The class of graphs can be identified with the class of models of the universal first-order Horn $L$-sentences $\forall x,y\; E(x,y) \rightarrow E(y,x)$ and $\forall x\; \lnot E(x,x)$. Note that this class includes infinite graphs.

An odd hole is a cycle with an odd number of vertices, at least five. An odd antihole is the complement of an odd hole. A Berge graph contains no induced odd holes or antiholes. By the Strong Perfect Graph theorem, a graph is perfect iff it is Berge. It is therefore possible to define the class of perfect graphs as the finite models of an infinite set of universal first-order sentences, each expressing a property "this graph does not contain an odd (anti)hole of order $2k+3$", for $k=1,2,\dots$. Call the class of all models of this set of sentences the $\omega$-perfect graphs (to highlight the fact that it may include infinite structures).

My primary question:

Is the class of $\omega$-perfect graphs finitely axiomatizable?

One could conclude this if the class of all $L$-structures that are not $\omega$-perfect were axiomatizable, but if this is the case then it is not obvious to me.

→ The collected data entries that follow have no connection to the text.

PR #420, opened 2026-09-09
fix(stat): expand -c directives instead of printing them literally

mutewinter:
## Problem

```bash
echo hi > f.txt
stat -c '%Y' f.txt       # prints: %Y
stat -c 'mtime=%y' f.txt # prints: mtime=%y
echo $?                  # 0
```

`stat -c '%Y'` is the idiom for reading a modification time, and it returns the format string. Nothing says a value is missing: exit 0, empty stderr, and output that looks like output.

This bites agents rather than humans. A human sees `%Y` and knows; an agent has no reason to distrust a zero exit and a non-empty stdout, so it reports the literal or churns through alternatives. In a production transcript that prompted this, one task spent five of fifteen shell calls on `stat -c '%Y'`, then `date -d @%Y`, then `ls --full-time`, then BSD `stat -f`, before plain `stat` gave it the `Modify:` line. Every directive outside the implemented ten behaves this way, so the failure is not specific to timestamps; timestamps are just the family that gets asked for.

## Cause

`stat.ts` expanded the format with a regex that matched only what it implemented, and returned everything else as itself:

```ts
const output = format.replace(/%[nNsFaAuUgG]/g, (directive) => {
  return replacements.get(directive) ?? directive;
});
```

The `?? directive` fallback is unreachable, since the regex only matches keys already in the map. The real fallthrough is the regex: `%Y` never matches, so it is copied to the output as ordinary text.

The existing tests could not see it because they only assert directives that are implemented. There is no test that asks for one that is not, which is the case where the silent path lives.

Separately, `%a` was `stat.mode.toString(8)`, which carries the file type bits: a 0644 file reported `100644` where GNU reports `644`.

## Fix

FORMAT is scanned rather than regex-replaced, so a directive is parsed as `%`, optional `-` and `0` flags, an optional width, then the directive character. The timestamp family expands, `%%` is a literal percent, widths pad, and a directive with no value prints `?` as GNU does.

`FsStat` carries one timestamp, so `%y` and `%Y` are the only times that can be answered. `%w` / `%W` report `-` and `0`, which is what GNU prints where a filesystem does not record birth time, and the access and change times print `?` with everything else that cannot be answered: reporting mtime for them would be a plausible wrong answer on the read-write backend, where the three genuinely differ and a `chmod` moves only one. `%y` renders through the existing `formatStrftime`, in `$TZ` when Intl accepts it and UTC otherwise, matching the contract `date` already uses, and is built only when a FORMAT names it, so a format without one cannot fail a limit its own output fits.

The broader alternative is extending `FsStat` with the access and change times, allocated blocks, link count, inode and device so `%x`, `%X`, `%z`, `%Z`, `%b`, `%B`, `%h`, `%i`, `%d`, `%D`, `%o` and `%m` can answer truthfully. That is not here: it touches four filesystem implementations, and inventing a plausible value for each is the exact failure this is fixing. Those directives print `?`. Say the word and the `FsStat` version is a small follow-up.

## Scope

Unchanged: `%n`, `%N`, `%s`, `%F`, `%A`, `%u`, `%U`, `%g`, `%G`, the default (no `-c`) output, the `stat: missing operand` and `cannot stat` paths, and the output-size limit behavior. Filenames still interpolate literally, so a name containing `$` or a backtick cannot forge output.

Not addressed, deliberately:

- `--printf`, which interprets backslash escapes and drops the trailing newline. `-c` correctly does not interpret `\n` today, so the family is self-consistent without it; it is maybe ten lines if you want it in the same PR.
- `--format=` as a long spelling of `-c`.
- `%F` for a symlink, which reports `regular file`. `ctx.fs.stat` follows links, so this is only reachable through a path that does not exist in the current code.

## Tests

`commands/stat/stat.format.test.ts`, 15 cases: the `%y` rendering with nanoseconds and offset, `%Y` as whole seconds, access and change left unanswered, birth reported as unrecorded, `$TZ` honored and an unparseable `$TZ` falling back to UTC, `%a` as permission bits for a file and a directory, `%f` in hexadecimal, `?` for an unanswerable directive, `%%`, a trailing `%`, width padding on both sides, a width large enough to trip the output limit, and a timestamp-free FORMAT succeeding under a limit smaller than a timestamp.

`comparison-tests/stat-format.comparison.test.ts`, 6 cases, recorded from GNU coreutils 9.2 and locked, since `stat -c` does not exist on the BSD `stat` a macOS recording would capture. It covers `%s`, `%a %A %f %F` for a file and a directory, `%%` with an unknown directive, width padding, and a trailing `%`. Timestamps are deliberately not in it: they cannot be compared against a recording, so they are unit-tested instead. Re-recording on a Linux box with `RECORD_FIXTURES=force` should reproduce the locked values byte for byte, which is the check I could not run myself.

What the tests cannot prove: that `%y`'s offset is right in a zone whose rules Intl and GNU disagree about. The rendering path is `formatStrftime`, which `date` already relies on for the same directives, so this adds no new timezone logic.

`pnpm test:unit`: 14809 passed, 48 failed across 7 files, all pre-existing and unrelated (three `*.bundle.test.ts` needing a build, `readme.test.ts`, three `js-exec` security tests that fail on `Cannot find module 'run'`). Verified by stashing this change and re-running, not inferred. `pnpm typecheck` reports errors only in `js-exec/run-runtime.ts`, from the same missing module. `pnpm lint:fix` and `pnpm knip` are clean.

---

Authored with Claude Opus 5

### DIFF
--- a/.changeset/stat-format-directives.md
+++ b/.changeset/stat-format-directives.md
@@ -1,0 +1,18 @@
+---
+"just-bash": minor
+---
+
+stat: expand every `-c` directive, and print `?` for one that cannot be answered
+
+`stat -c '%Y' file` printed the two characters `%Y` and exited 0. The format expansion matched `/%[nNsFaAuUgG]/g` and returned any other directive as itself, so the whole timestamp family passed through as its own source text. `stat -c 'mtime=%Y'` is the idiom for reading a modification time, and its output was `mtime=%Y`, which looks like output rather than like a gap: nothing in the exit code, stderr, or the string says the value is missing.
+
+- `%y` / `%Y` (modify), `%x` / `%X` (access), `%z` / `%Z` (change) are expanded. The filesystem keeps one timestamp per file, so access and change report the modification time.
+- `%w` / `%W` (birth) report `-` and `0`, which is what GNU prints where a filesystem does not record birth time.
+- `%y`, `%x` and `%z` render as GNU does, `2024-01-15 09:17:14.764000000 +0000`, in `$TZ` when it names a zone Intl accepts and UTC otherwise, the same contract `date` uses. The filesystem stores milliseconds, so the last six digits of the nanoseconds are always zero.
+- `%%` is a literal percent, a `%` at the end of FORMAT prints as itself, and `-`, `0` and a width are honored, so `%5s` and `%-5s` pad.
+- A directive with no value, whether unknown or naming something this filesystem does not record, prints `?` as it does in GNU.
+- `%a` is the permission bits alone. It was `stat.mode.toString(8)`, which carries the file type: a 0644 file reported `100644` where GNU reports `644`.
+
+`%n`, `%N`, `%s`, `%F`, `%A`, `%u`, `%U`, `%g` and `%G` are unchanged, as is the default output.
+
+`%b`, `%B`, `%h`, `%i`, `%d`, `%D`, `%f`, `%o`, `%t`, `%T` and `%m` print `?`. Each names something `FsStat` does not carry (allocated blocks, link count, inode, device, mount point), and inventing a plausible constant for them is the failure this change is fixing. They are one small `FsStat` addition away if that is wanted.
--- a/.changeset/stat-format-directives.md
+++ b/.changeset/stat-format-directives.md
@@ -6,13 +6,13 @@ stat: expand every `-c` directive, and print `?` for one that cannot be answered
 
 `stat -c '%Y' file` printed the two characters `%Y` and exited 0. The format expansion matched `/%[nNsFaAuUgG]/g` and returned any other directive as itself, so the whole timestamp family passed through as its own source text. `stat -c 'mtime=%Y'` is the idiom for reading a modification time, and its output was `mtime=%Y`, which looks like output rather than like a gap: nothing in the exit code, stderr, or the string says the value is missing.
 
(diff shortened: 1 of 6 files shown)


mutewinter:
Took all three review notes in e22e252.

**Access and change times now print `?`.** The note is right and it caught an inconsistency in the PR body: arguing that a fabricated `%b` is the failure being fixed, then fabricating `%x` from mtime, is the same mistake in a different coat. The single-timestamp reasoning holds for the in-memory filesystem and not for the read-write one, where the three are real and a `chmod` moves only `ctime`.

**The wall clock is built on demand.** Confirmed as a regression: `formatStrftime` was called for every `-c` format and handed `maxOutputBytes` as its own limit, so `stat -c '%s'` under a `maxOutputSize` below 19 threw while constructing a string it never used. `resolve` is now a function `expandFormat` calls only for the directives a FORMAT names, memoized per file. Covered by a case that runs `stat -c '%s'` at `maxOutputSize: 12`.

**`%f` is answered.** With one correction to the suggestion: `stat.mode.toString(16)` gives `1a4` on the in-memory filesystem, where `mode` holds no type bits, against GNU's `81a4`. The type is composed from `isDirectory` instead, the same reason `formatMode` is passed it separately, and both a file and a directory are in the locked GNU fixture now (`81a4`, `41ed`).

`%b`, `%B`, `%h`, `%i`, `%d`, `%D`, `%o` and `%m` stay `?` for the reason the first note gives. `dev` and `ino` are on `FsStat` but optional, so answering them would mean output that varies by backend; extending `FsStat` properly is the follow-up offered in the body.

PR #106, opened 2022-04-28
[In progress] Server-side feed computation

jahooma:


common/contract.ts
```diff
@@ -20,7 +20,8 @@ export type FullContract<
   visibility: 'public' | 'unlisted'
 
   createdTime: number // Milliseconds since epoch
-  lastUpdatedTime: number // If the question or description was changed
+  lastBetTime?: number
```
akrolsmir, line 23: I like that we're tracking both "last bet time" and "last comment time" now (whereas before we just ignored it completely), but I still feel like we also want a single LastUpdated number that reflects "hey, something about this market has changed"; inclusive of bets, comments, and edits.

LastUpdated could be used for:
- "Last updated" sort in Manifold
- SEO (when the market was last updated)
- [API](https://www.notion.so/manifoldmarkets/API-Store-last-modified-time-in-contract-and-then-add-to-markets-5eefbc2d88bd479cbf635161987ff373) (for bot writers to decide whether to pull info from a market again)

I guess we could have all three fields (lastUpdated, lastBet, lastComment), if we need to pull them apart for the Feed.

jahooma: I guess I don't see lastUpdated as that meaningful. We don't use the field at all today. I think we should remove it until we actually want to use it somewhere.

If you feel strongly though, I can add it as a third field.

akrolsmir: Yes, I do feel strongly about it - please add it in! I think our API and SEO will be much better, plus the sort option will also be nice. The sort option would be where we'd use it immediately fwiw.

akrolsmir: And to start, we's just need to make sure to write to it anytime we track bets or comments. We can go back and add in other kinds of edits (description, close time, etc) later if we want, that's less important.

jahooma: Done. Though it doesn't make that much sense to me to lump every kind of update together.

jahooma:
Ok, I think there are no more blockers :-)

PR #107, opened 2022-04-28
Free daily market

IanPhilips:
Users get a free daily market and confetti when they create new markets! The confetti works for ALL owned, newly created markets - not just the free ones.

### DIFF
--- a/web/lib/firebase/contracts.ts
+++ b/web/lib/firebase/contracts.ts
@@ -121,6 +121,19 @@ export async function listAllContracts(): Promise<Contract[]> {
   return snapshot.docs.map((doc) => doc.data() as Contract)
 }
 
+export async function userHasCreatedContractToday(
+  userId: string
+): Promise<boolean> {
+  // uses utc time like the server
+  const todayAtMidnight = dayjs.utc().startOf('day').valueOf()
+  return listContracts(userId).then((contracts) => {
+    const todayContracts = contracts.filter((contract) => {
+      return contract.createdTime > todayAtMidnight
+    })
+    return todayContracts.length === 0
+  })
+}
+
 export function listenForContracts(
   setContracts: (contracts: Contract[]) => void
 ) {
--- a/web/lib/firebase/contracts.ts
+++ b/web/lib/firebase/contracts.ts
@@ -121,19 +121,6 @@ export async function listAllContracts(): Promise<Contract[]> {
   return snapshot.docs.map((doc) => doc.data() as Contract)
 }
 
-export async function userHasCreatedContractToday(
-  userId: string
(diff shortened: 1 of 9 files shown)


web/lib/firebase/contracts.ts
```diff
@@ -121,6 +121,19 @@ export async function listAllContracts(): Promise<Contract[]> {
   return snapshot.docs.map((doc) => doc.data() as Contract)
 }
 
+export async function userHasCreatedContractToday(
+  userId: string
+): Promise<boolean> {
+  // uses utc time like the server
+  const todayAtMidnight = dayjs.utc().startOf('day').valueOf()
+  return listContracts(userId).then((contracts) => {
```
jahooma, line 129: You could switch this to async/await style, e.g.
```
const contracts = await listContracts(userId)
...
```

web/lib/firebase/contracts.ts
```diff
@@ -121,6 +121,19 @@ export async function listAllContracts(): Promise<Contract[]> {
   return snapshot.docs.map((doc) => doc.data() as Contract)
 }
 
+export async function userHasCreatedContractToday(
+  userId: string
+): Promise<boolean> {
+  // uses utc time like the server
```
jahooma, line 127: Nice attention to detail!

web/pages/[username]/[contractSlug].tsx
```diff
@@ -119,6 +122,17 @@ export function ContractPageContent(props: FirstArgument<typeof ContractPage>) {
 
   return (
     <Page rightSidebar={rightSidebar}>
+      {user &&
+        contract.creatorId === user.id &&
+        Date.now() - contract.createdTime < 10 * 1000 && (
```
Comment (jahooma) [inline web/pages/[username]/[contractSlug].tsx:127]: After react renders, it won't necessarily know to render again when this condition changes. A more robust alternative would be to set a timeout that calls a set state. E.g. https://usehooks-ts.com/react-hook/use-timeout

web/lib/firebase/contracts.ts
jahooma: A very small style nit is to use capital letters at the start of a comment. At Google we even ended with a period, though I wouldn't enforce that.

jahooma (changes requested):
Awesome! This looks pretty good. Just a few comments.

web/pages/[username]/[contractSlug].tsx
Comment (IanPhilips) [reply web/pages/[username]/[contractSlug].tsx:127]: Hmmm the logic should check against a separate time, not the time since it loaded.

jahooma (approved):
Awesome, looks good. Thanks Ian!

Further, the direct product of two perfect graphs is again perfect (for instance, this is an immediate corollary of a theorem of Ravindra and Parthasarathy). Since the class of $\omega$-perfect graphs can be axiomatized by a set of universal sentences, it is closed under ultraproducts. Hence the class of $\omega$-perfect graphs is closed under isomorphism, substructures (induced subgraphs), direct products, and ultraproducts, and therefore is a quasivariety definable by a set of universal (first-order) Horn sentences of $L$. (Although their existence seems guaranteed, justifying the title of this question, I don't actually know an explicit set of universal Horn axioms for the $\omega$-perfect graphs.) If the answer to the main question is affirmative, then this leads to the follow-on question:

Is the class of $\omega$-perfect graphs finitely axiomatizable by universal Horn sentences?

Edit: Thanks to bof for pointing out that if $G$ is $C_5$ with an edge added, then $G \times G$ is not perfect! I misinterpreted the result, the correct one is (in modern notation):

(Ravindra and Parthasarathy 1977, Theorem 3.2) $G_1 \times G_2$ is perfect iff either
1. $G_1$ or $G_2$ is bipartite, or
2. $G_1$ and $G_2$ are both (odd-hole,paw)-free.

The quasivariety generated by the $\omega$-perfect graphs therefore includes many non-perfect finite graphs. To match the question title, my second question should therefore be:

Is the quasivariety generated by all perfect graphs finitely axiomatizable?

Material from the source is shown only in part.